§ Exercise directions: For this exercise, set down all the records exactly as given.

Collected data

• • •

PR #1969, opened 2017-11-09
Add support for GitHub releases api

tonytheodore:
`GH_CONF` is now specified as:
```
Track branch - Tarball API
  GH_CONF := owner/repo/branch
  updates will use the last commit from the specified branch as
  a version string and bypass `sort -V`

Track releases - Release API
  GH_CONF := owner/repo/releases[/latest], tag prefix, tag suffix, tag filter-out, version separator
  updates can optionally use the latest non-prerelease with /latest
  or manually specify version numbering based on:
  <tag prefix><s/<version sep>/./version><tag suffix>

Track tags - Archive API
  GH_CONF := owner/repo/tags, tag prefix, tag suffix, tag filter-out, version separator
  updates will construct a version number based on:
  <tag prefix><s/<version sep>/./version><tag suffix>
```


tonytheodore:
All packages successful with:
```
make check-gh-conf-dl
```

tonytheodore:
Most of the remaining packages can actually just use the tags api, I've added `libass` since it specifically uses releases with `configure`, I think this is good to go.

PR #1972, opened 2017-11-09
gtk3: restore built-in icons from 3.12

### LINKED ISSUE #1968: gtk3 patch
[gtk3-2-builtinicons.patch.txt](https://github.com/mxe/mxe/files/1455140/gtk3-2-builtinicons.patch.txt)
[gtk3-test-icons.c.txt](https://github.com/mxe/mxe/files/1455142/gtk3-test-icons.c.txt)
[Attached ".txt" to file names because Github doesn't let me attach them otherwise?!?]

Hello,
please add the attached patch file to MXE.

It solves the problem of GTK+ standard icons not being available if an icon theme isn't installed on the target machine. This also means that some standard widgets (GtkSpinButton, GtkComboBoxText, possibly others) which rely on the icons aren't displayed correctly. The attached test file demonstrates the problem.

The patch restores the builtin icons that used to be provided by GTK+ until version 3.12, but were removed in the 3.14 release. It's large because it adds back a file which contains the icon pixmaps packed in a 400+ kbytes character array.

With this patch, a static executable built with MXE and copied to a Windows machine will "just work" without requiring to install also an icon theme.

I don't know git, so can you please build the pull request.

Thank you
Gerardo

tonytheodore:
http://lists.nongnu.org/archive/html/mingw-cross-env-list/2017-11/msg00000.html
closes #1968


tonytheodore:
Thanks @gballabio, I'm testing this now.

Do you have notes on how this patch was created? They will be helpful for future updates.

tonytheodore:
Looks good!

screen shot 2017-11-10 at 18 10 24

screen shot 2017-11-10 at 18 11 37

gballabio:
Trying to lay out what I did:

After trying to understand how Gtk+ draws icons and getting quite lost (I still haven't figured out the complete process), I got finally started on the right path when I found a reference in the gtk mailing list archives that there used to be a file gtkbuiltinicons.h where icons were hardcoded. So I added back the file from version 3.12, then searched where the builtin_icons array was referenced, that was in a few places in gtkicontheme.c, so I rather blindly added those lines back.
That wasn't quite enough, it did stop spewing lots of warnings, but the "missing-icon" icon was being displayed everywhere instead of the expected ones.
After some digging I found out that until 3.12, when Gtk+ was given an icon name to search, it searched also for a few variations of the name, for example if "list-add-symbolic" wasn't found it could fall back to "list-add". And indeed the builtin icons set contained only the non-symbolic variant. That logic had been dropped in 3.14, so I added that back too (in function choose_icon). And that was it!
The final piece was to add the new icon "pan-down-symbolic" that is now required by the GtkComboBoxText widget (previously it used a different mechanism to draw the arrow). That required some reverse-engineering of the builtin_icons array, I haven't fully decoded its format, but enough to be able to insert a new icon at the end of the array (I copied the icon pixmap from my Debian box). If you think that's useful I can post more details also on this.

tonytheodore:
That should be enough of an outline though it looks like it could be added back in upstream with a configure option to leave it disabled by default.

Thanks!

• • •

§ Response box:
PR #1969, opened 2017-11-09
Add support for GitHub releases api

tonytheodore:
`GH_CONF` is now specified as:
```
Track branch - Tarball API
  GH_CONF := owner/repo/branch
  updates will use the last commit from the specified branch as
  a version string and bypass `sort -V`

Track releases - Release API
  GH_CONF := owner/repo/releases[/latest], tag prefix, tag suffix, tag filter-out, version separator
  updates can optionally use the latest non-prerelease with /latest
  or manually specify version numbering based on:
  <tag prefix><s/<version sep>/./version><tag suffix>

Track tags - Archive API
  GH_CONF := owner/repo/tags, tag prefix, tag suffix, tag filter-out, version separator
  updates will construct a version number based on:
  <tag prefix><s/<version sep>/./version><tag suffix>
```


tonytheodore:
All packages successful with:
```
make check-gh-conf-dl
```

tonytheodore:
Most of the remaining packages can actually just use the tags api, I've added `libass` since it specifically uses releases with `configure`, I think this is good to go.

PR #1972, opened 2017-11-09
gtk3: restore built-in icons from 3.12

### LINKED ISSUE #1968: gtk3 patch
[gtk3-2-builtinicons.patch.txt](https://github.com/mxe/mxe/files/1455140/gtk3-2-builtinicons.patch.txt)
[gtk3-test-icons.c.txt](https://github.com/mxe/mxe/files/1455142/gtk3-test-icons.c.txt)
[Attached ".txt" to file names because Github doesn't let me attach them otherwise?!?]

Hello,
please add the attached patch file to MXE.

It solves the problem of GTK+ standard icons not being available if an icon theme isn't installed on the target machine. This also means that some standard widgets (GtkSpinButton, GtkComboBoxText, possibly others) which rely on the icons aren't displayed correctly. The attached test file demonstrates the problem.

The patch restores the builtin icons that used to be provided by GTK+ until version 3.12, but were removed in the 3.14 release. It's large because it adds back a file which contains the icon pixmaps packed in a 400+ kbytes character array.

With this patch, a static executable built with MXE and copied to a Windows machine will "just work" without requiring to install also an icon theme.

I don't know git, so can you please build the pull request.

Thank you
Gerardo

tonytheodore:
http://lists.nongnu.org/archive/html/mingw-cross-env-list/2017-11/msg00000.html
closes #1968


tonytheodore:
Thanks @gballabio, I'm testing this now.

Do you have notes on how this patch was created? They will be helpful for future updates.

tonytheodore:
Looks good!

screen shot 2017-11-10 at 18 10 24

screen shot 2017-11-10 at 18 11 37

gballabio:
Trying to lay out what I did:

After trying to understand how Gtk+ draws icons and getting quite lost (I still haven't figured out the complete process), I got finally started on the right path when I found a reference in the gtk mailing list archives that there used to be a file gtkbuiltinicons.h where icons were hardcoded. So I added back the file from version 3.12, then searched where the builtin_icons array was referenced, that was in a few places in gtkicontheme.c, so I rather blindly added those lines back.
That wasn't quite enough, it did stop spewing lots of warnings, but the "missing-icon" icon was being displayed everywhere instead of the expected ones.
After some digging I found out that until 3.12, when Gtk+ was given an icon name to search, it searched also for a few variations of the name, for example if "list-add-symbolic" wasn't found it could fall back to "list-add". And indeed the builtin icons set contained only the non-symbolic variant. That logic had been dropped in 3.14, so I added that back too (in function choose_icon). And that was it!
The final piece was to add the new icon "pan-down-symbolic" that is now required by the GtkComboBoxText widget (previously it used a different mechanism to draw the arrow). That required some reverse-engineering of the builtin_icons array, I haven't fully decoded its format, but enough to be able to insert a new icon at the end of the array (I copied the icon pixmap from my Debian box). If you think that's useful I can post more details also on this.

tonytheodore:
That should be enough of an outline though it looks like it could be added back in upstream with a configure option to leave it disabled by default.

Thanks!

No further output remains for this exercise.